2° Les pouvoirs adjudicateurs concernés réalisent sur le marché concurrentiel moins de 20 % des activités concernées par cette coopération. Ce pourcentage d’activités est déterminé dans les conditions fixées au IV de l’article 17. »

 

Un cadre juridique cependant insuffisant

 

Faute de précision apportée par le décret du 25 mars 2016, ce nouveau dispositif fait peser des risques sur les personnes publiques et, au premier chef, sur les établissements publics de santé qui sont tenus d’adhérer à un groupement hospitalier de territoire dénué de la personnalité morale. En effet, de nombreuses questions ne sont pas réglées par les textes :

 

–       Faut-il matérialiser la coopération par écrit? 

 

–       Tous les pouvoirs adjudicateurs doivent-ils « coopérer » de la même façon ?

 

–       L’un des membres de la coopération (établissement support) peut-il prendre la direction de ce groupement de coopération sans risque de requalification en groupement de commandes ?

 

–       La coopération entre établissements publics de santé est-elle exclusive de toute coopération avec des établissements privés, lucratifs ou non ?

 

A notre sens, bien que la jurisprudence européenne n’impose aucune forme particulière[1], la formalisation de la coopération ne pourra se dispenser de la rédaction d’une convention « constitutive », ne serait-ce que pour en faciliter la gestion et fixer les droits et obligations de chacune des parties.

 

Conformément aux enseignements de la jurisprudence de 2009, qui a pu être confirmée tant par le juge communautaire que par le juge administratif français, la coopération devra être particulièrement bien explicitée, tant dans ses motifs et son contexte que dans ses conditions de mise en œuvre entre les membres.

 

En effet, le point 33 du Préambule de la directive de 2014 insiste sur les critères qui doivent être respectés : « Pour que ces conditions soient remplies, il convient que la coopération soit fondée sur le concept de coopération. Cette coopération n’exige pas que tous les pouvoirs participants se chargent de l’exécution des principales obligations contractuelles, tant que l’engagement a été pris de coopérer à l’exécution du service public en question.

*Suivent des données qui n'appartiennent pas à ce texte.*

PR #2976, opened 2023-12-08
CASSANDRA-19182: IR may leak SSTables with pending repair when coming from streaming

dcapwell:


src/java/org/apache/cassandra/db/compaction/CompactionStrategyManager.java
```diff
@@ -749,8 +763,16 @@ else if (i < a.length)
      */
     private void handleFlushNotification(Iterable<SSTableReader> added)
     {
-        for (SSTableReader sstable : added)
-            compactionStrategyFor(sstable).addSSTable(sstable);
+        List<GroupedSSTableContainer> groups = groupSSTables(added);
```
dcapwell: this is the actual bug fix.  I didn't want to add a new method to do `find + add` using the correct locking when we already had... just requires grouping.

If there is a reason to avoid the grouping, more than glad to create a new method to solve this

src/java/org/apache/cassandra/db/compaction/PendingRepairManager.java
```diff
@@ -465,7 +465,7 @@ public boolean hasStrategy(AbstractCompactionStrategy strategy)
 
     public synchronized boolean hasDataForSession(TimeUUID sessionID)
     {
-        return strategies.keySet().contains(sessionID);
+        return strategies.containsKey(sessionID);
```
dcapwell: code cleanup, not correctness issue... just saw while reviewing the code

src/java/org/apache/cassandra/db/compaction/PendingRepairManager.java
```diff
@@ -483,6 +483,14 @@ public Collection<AbstractCompactionTask> createUserDefinedTasks(Collection<SSTa
         return group.entrySet().stream().map(g -> strategies.get(g.getKey()).getUserDefinedTask(g.getValue(), gcBefore)).collect(Collectors.toList());
     }
 
+    public boolean hasPendingRepairSSTable(TimeUUID sessionID, SSTableReader sstable)
```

En outre, la mise en œuvre de la coopération, y compris tout transfert financier entre les pouvoirs adjudicateurs participants, ne devrait obéir qu’à des considérations d’intérêt public ».

 

La coopération étant un montage contractuel dérogatoire aux règles de la commande publique, les organisateurs de ces groupements de coopération devront donc apporter le plus grand soin à la rédaction de cette convention au risque de voir requalifier la coopération en marché de prestations de services, avec toutes les conséquences de droit (annulation, indemnisation, risque pénal).

 

En particulier, les rédacteurs devront veiller à ce que les mouvements de fonds intervenant entre les membres ne puissent être assimilés au versement d’un prix constituant la contrepartie du service rendu. Ils devront également s’assurer d’une réelle codécision : «  La position d’un pouvoir adjudicateur au sein d’une entité attributaire détenue en commun ne lui assurant pas la moindre possibilité de participation au contrôle de cette entité ouvrirait, en effet, la voie au contournement de l’application des règles du droit de l’Union en matière de marchés publics ou de concessions de services, dès lors qu’une affiliation purement formelle à une telle entité ou à un organe commun assurant la direction de celle-ci dispenserait ce pouvoir adjudicateur de l’obligation d’engager une procédure d’appel d’offres selon les règles de l’Union, alors même que ce dernier ne prendrait aucunement part à l’exercice du «contrôle analogue» sur cette entité (voir, en ce sens, arrêt du 21 juillet 2005, Coname, C-231/03, Rec. p. I-7287, point 24).» [2]

 

Ils devront également veiller à ce que les prestations soient essentiellement fournies aux établissements parties au GHT dans le strict respect de l’article 18 de l’ordonnance.

 

Bienvenue à ce nouveau montage, mais prudence donc !

 

 



[1] Préambule de la Directive 2014/24/UE : « (33) Les pouvoirs adjudicateurs devraient pouvoir choisir de fournir conjointement leurs services publics par la voie de la coopération, sans être contraints de recourir à une forme juridique particulière. »

[2] CJUE, 29 novembre 2012, affaire n° C-182/11,  Econord SpA.